Saturday, October 19, 2013
Martha said what??
A few people have asked me what I think of the Martha brouhaha.
(Okay – one person. And I think they only asked me because I am old. After all, I have been with Martha from the beginning. Beginning like the early-mid-1980s, when I first became a wife and stay-at-home mom and I wanted to do it RIGHT, dammit! Back when most bloggers were in middle or high school, rockin’ huge hair and neon sweatshirts. “So what do the old bloggers think about this whole Martha thing?” they are asking.)
Well, since you (one person) asked, this is what I think:
I think that the hypothesis of self-fulfilling prophecy is real. I believe that if you fake it long enough, you can convince yourself you’ve become it. Unlike Tom Cruise, I believe that narcissism and other psychological disorders exist. And I believe that there are some people who have a need for something which they do not have, and that they may never have.
I don’t know Ms. Stewart at all, but I was a follower for a long time. I have her older cookbooks, and I use them (as evidenced by grease spatters and smears of batter). Stuff is written in the margins where I had to tweak a cooking time or temp, based on old, ornery ovens. (I was young and poor.)
(photo is obviously not mine, as mine suck. This is from Martha’s website.)
But even then, I could see what Martha’s gig was. I could see that (as the rumor went) if you turned down a scholarship to NYU in order to go to Barnard, you wanted that whole “Seven Sisters” mystique—almost guaranteeing that you would find an Ivy League husband. Which she did.
I could see that having a husband who could not only support you (a girl from a large, working-class Polish family) in the manner to which you wanted to become accustomed, but also introduce you to contacts who would become valuable later on, was imperative. I could see that the whole “Greed-is-Good” mantra of the 1980s was a critical piece of your business plan—convincing people that buying that $6 melon and $3 kiwi wasn’t extravagant, if it meant you were going to have the fruit salad of the year.
But it was never going to be enough. Never.
I remember reading an article in People magazine when my kids were in elementary school (it’s in the archives here!) and thinking to myself “this woman really isn’t happy.” And I think that’s it, in a nutshell. Martha needs to believe she’s still all that and a platter of $10 melon (prices have gone up since 1986) and that she is somebody. Somebody special who doesn’t have to compete with a younger, more vibrant arbiters of lifestyle. Like bloggers,
or Gwyneth…or anyone who is on her own journey, sharing tips and tidbits of lifestyle in a way that’s accessible to anyone with a computer. Folks who aren’t going to spend a lot of money on a melon or a magazine.
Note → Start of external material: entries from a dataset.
PR #106, opened 2024-02-06
add description and examples for `$id` keyword (#105)

AgniveshChaubey:
This PR addresses #47.

It is built upon the changes requested in #45 and implements the suggested modifications

Also let me know what you think about this card.
image

### DIFF
--- a/assets/main.scss
+++ b/assets/main.scss
@@ -125,3 +125,10 @@ article table {
 .code-instance + .code-schema {
   @extend .mt-4;
 }
+
+.alert {
+  background-color: #fffdbd;
+  padding: 10px;
+  border: 1px solid #ccc;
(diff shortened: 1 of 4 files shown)


jviotti:
BTW, if you are up for it, you should consider upstreaming the definitions of schemas, schema resources, and schema objects to the JSON Schema official glossary cc @Julian

jviotti:
Later, if they are the glossary, we can probably explain them less here and link there instead?

AgniveshChaubey:
> BTW, if you are up for it, you should consider upstreaming the definitions of schemas, schema resources, and schema objects to the JSON Schema official glossary cc @Julian

Sure, I'm happy to help with that. Thanks for the suggestion!

Issue #87, opened 2024-02-05
Document `const`


jviotti:

AgniveshChaubey:
This task was addressed in #107.

PR #107, opened 2024-02-07
add description and examples for `const` keyword

AgniveshChaubey:
This PR addresses #87.

### DIFF
--- a/content/2020-12/validation/const.markdown
+++ b/content/2020-12/validation/const.markdown
@@ -25,7 +25,6 @@ The `const` keyword in JSON Schema restricts a property value to a single, speci
 {{<schema `Schema with a specific string value`>}}
 {
   "$schema": "https://json-schema.org/draft/2020-12/schema",
-  "type": "string",
   "const": "hello"
 }
 {{</schema>}}
@@ -41,7 +40,6 @@ The `const` keyword in JSON Schema restricts a property value to a single, speci
 {{<schema `Schema with a specific number value`>}}
 {
   "$schema": "https://json-schema.org/draft/2020-12/schema",
-  "type": "number",
   "const": 3.14159
 }
 {{</schema>}}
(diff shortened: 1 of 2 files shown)


content/2020-12/validation/const.markdown
```diff
@@ -14,3 +14,64 @@ related:
...
+
+{{<instance-fail `An instance not matching the const value is invalid.`>}}
+"pi"
+{{</instance-fail>}}
+
+{{<schema `Schema with a fixed object structure`>}}
+{
+  "$schema": "https://json-schema.org/draft/2020-12/schema",
+  "type": "object",
+  "properties": {
```
jviotti, line 59: Similar to `enum`, if using `const`, you should not be declaring any other validation properties. In this case, we should get rid of both `type` and `properties`, as `const` will take precedence over them.

Maybe you can even explain this best practice like you did with `enum`?

content/2020-12/validation/const.markdown
```diff
@@ -14,3 +14,64 @@ related:
   - vocabulary: validation
     keyword: type
 ---
+
+The `const` keyword in JSON Schema restricts a property value to a single, specific constant, applicable to any data type, including null. Its usage is functionally similar to an `enum` with a single value. Instances validate successfully only if their property value precisely matches the specified constant.
```
jviotti, line 18:
```suggestion
The `const` keyword in restricts an instance to a specific value. Its usage is functionally similar to an `enum` with a single value. Instances validate successfully only if their property value deeply matches the specified constant.
```

Saying "property value" sounds confusing, as it's not just about objects? Also adjusted grammar a bit

jviotti (changes requested):
Looks good. Just left some minor comments

AgniveshChaubey:
Done!

jviotti (approved):

Issue #90, opened 2024-02-05
Document `maxLength`


jviotti:

AgniveshChaubey:
This task was addressed in #110 and #112

PR #110, opened 2024-02-12
add description and examples for `maxLength` keyword

AgniveshChaubey:
This PR addresses #90


content/2020-12/validation/maxLength.markdown
```diff
@@ -16,3 +16,49 @@ related:
   - vocabulary: format-annotation
     keyword: format
 ---
+
+The `maxLength` keyword is used to specify the maximum length of a string instance. It is used to enforce a constraint on the maximum number of characters allowed for a string instance.
+
+* Applies only to string data types.
+* Value must be a non-negative integer.
+* String length is counted in characters, not bytes.
```
jviotti, line 24: Now that you mention it (which is a good point), I think it'd be good exemplifying this. I guess you can provide an instance that consists of unicode characters in the UTF-16 and/or UTF-32 range, showing that it still validates against `maxLength` based on the number of characters.

I recall seeing some examples of this in the JSON Schema Test Suite

jviotti (approved):
I left a suggestion, but the rest looks good. I guess we can merge this one and do the other separately if you want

Sure, Martha has beautiful homes and exquisite stuff which which to fill them. She has dogs and cats and horses and probably a really cool truck. She has oodles of money and contracts and all those things to which many bloggers aspire, albeit on a smaller scale. All because she made Home-Ec cool again.
But if we stripped all that away...who would she be? She would be a 72 year-old woman whose most impressive days are probably behind her. She isn’t married, and her empire is losing money. Now would be the time for Martha to make a change in her mission. She’s clever enough to figure out how to segue into a new arena for which she could be a spokesperson—possibly one dealing with an aging population. Or better yet…set up a non-profit to benefit folks who could use some of those $10 melons.
There’s more than one way to be somebody, Martha. And, if you’re lucky, more than one somebody to be.